Verwijtbare werkloosheid
Welschen legt verder uit dat Jennifer haar recht op een WW-uitkering kan verliezen. Volgens de Werkloosheidswet moet ze voorkomen dat ze ‘verwijtbaar werkloos’ wordt. Het nemen van ontslag kan er namelijk toe leiden dat ze geen WW-uitkering ontvangt bij het beëindigen van haar dienstverband per 1 januari 2024. “De gevolgen van deze ontslagname kunnen ook invloed hebben op een mogelijke toekomstige WW-uitkering”, benadrukt Welschen.
Advies en nieuwe kansen
Jennifer vertelt Welschen dat ze mondeling een aanbod heeft gekregen voor een nieuwe baan, met een contract voor vijf maanden voor 18 uur per week. Welschen adviseert haar om dit mondelinge aanbod om te zetten in een schriftelijk contract om bewijsproblemen te voorkomen. Daarnaast is het cruciaal dat het nieuwe contract aansluitend begint op 1 januari 2024, voor minstens 26 weken, en dat de urenomvang zo dicht mogelijk bij de oude 23 uur per week ligt.
Jennifer gaat met dit advies in gesprek met haar nieuwe werkgever, die openstaat voor de voorstellen.
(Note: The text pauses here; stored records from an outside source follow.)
Issue #584, opened 2022-01-31
DataManagementApi: expose separate Jetty context


paullatzelsperger:
The Data Management API should be exposable on a versioned root path `/api/v1/` and even on a different port. That should be optional though. We therefore need another Jetty context handler.
The version can be hard-coded for now.

PR #600, opened 2022-02-01
http: add support for multiple ports

bcronin90:
DRAFT

This PR will include changes to jetty extension to allow for different ports for different servlets.

Brendan Cronin brendan.cronin@daimler.com, Daimler TSS GmbH, [legal info/Impressum](https://github.com/Daimler/daimler-foss/blob/master/LEGAL_IMPRINT.md)


paullatzelsperger:
There is people working on a similar feature (#584) that encompasses what you did here. So what you're effectively doing is doubling the work.
Please coordinate with the other people in this project and stick to the milestone plan.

Uiteindelijk ontvangt ze een aansluitende arbeidsovereenkomst voor zeven maanden, voor 22 uur per week met hetzelfde salaris. De overige voorwaarden blijven gelijk, omdat dezelfde cao van toepassing is. Hiermee minimaliseert Jennifer haar WW-risico.
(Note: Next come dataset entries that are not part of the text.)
PR #601, opened 2022-02-01
Configurable Jetty Contexts and ports

### LINKED ISSUE #584: DataManagementApi: expose separate Jetty context

paullatzelsperger:
This PR adds features to expose certain controllers/endpoints on different Jetty contexts. This is helpful to scope e.g. request filters, so that they only fire on those controllers.
Also, this PR adds a feature to specify a port per context, e.g. exposing a management API.

Depends on #561 for config parsing.

Enables #583

Closes #584

### DIFF
--- a/extensions/http/jersey/src/main/java/org/eclipse/dataspaceconnector/extension/jersey/JerseyRestService.java
+++ b/extensions/http/jersey/src/main/java/org/eclipse/dataspaceconnector/extension/jersey/JerseyRestService.java
@@ -24,20 +24,22 @@ import org.glassfish.jersey.media.multipart.MultiPartFeature;
 import org.glassfish.jersey.server.ResourceConfig;
 import org.glassfish.jersey.servlet.ServletContainer;
 
-import java.util.HashSet;
-import java.util.Set;
+import java.util.ArrayList;
+import java.util.HashMap;
+import java.util.List;
+import java.util.Map;
 
 import static java.util.stream.Collectors.toSet;
 import static org.glassfish.jersey.server.ServerProperties.WADL_FEATURE_DISABLE;
 
 public class JerseyRestService implements WebService {
-    private static final String API_PATH = "/api/*";
+    private static final String DEFAULT_API_PATH = "/*";
 
     private final JettyService jettyService;
     private final TypeManager typeManager;
     private final Monitor monitor;
 
-    private final Set<Object> controllers = new HashSet<>();
+    private final Map<String, List<Object>> controllers = new HashMap<>();
     private final CorsFilterConfiguration corsConfiguration;
 
     public JerseyRestService(JettyService jettyService, TypeManager typeManager, CorsFilterConfiguration corsConfiguration, Monitor monitor) {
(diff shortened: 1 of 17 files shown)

Jennifer is dankbaar voor de duidelijke uitleg en waardevolle adviezen van Welschen. Ze is goed voorbereid om haar ontslag goed te regelen en weet dat ze bij FBZ Rechtshulp terecht kan voor verdere ondersteuning.
*Namen van cliënten zijn fictief in verband met de privacy van de cliënt.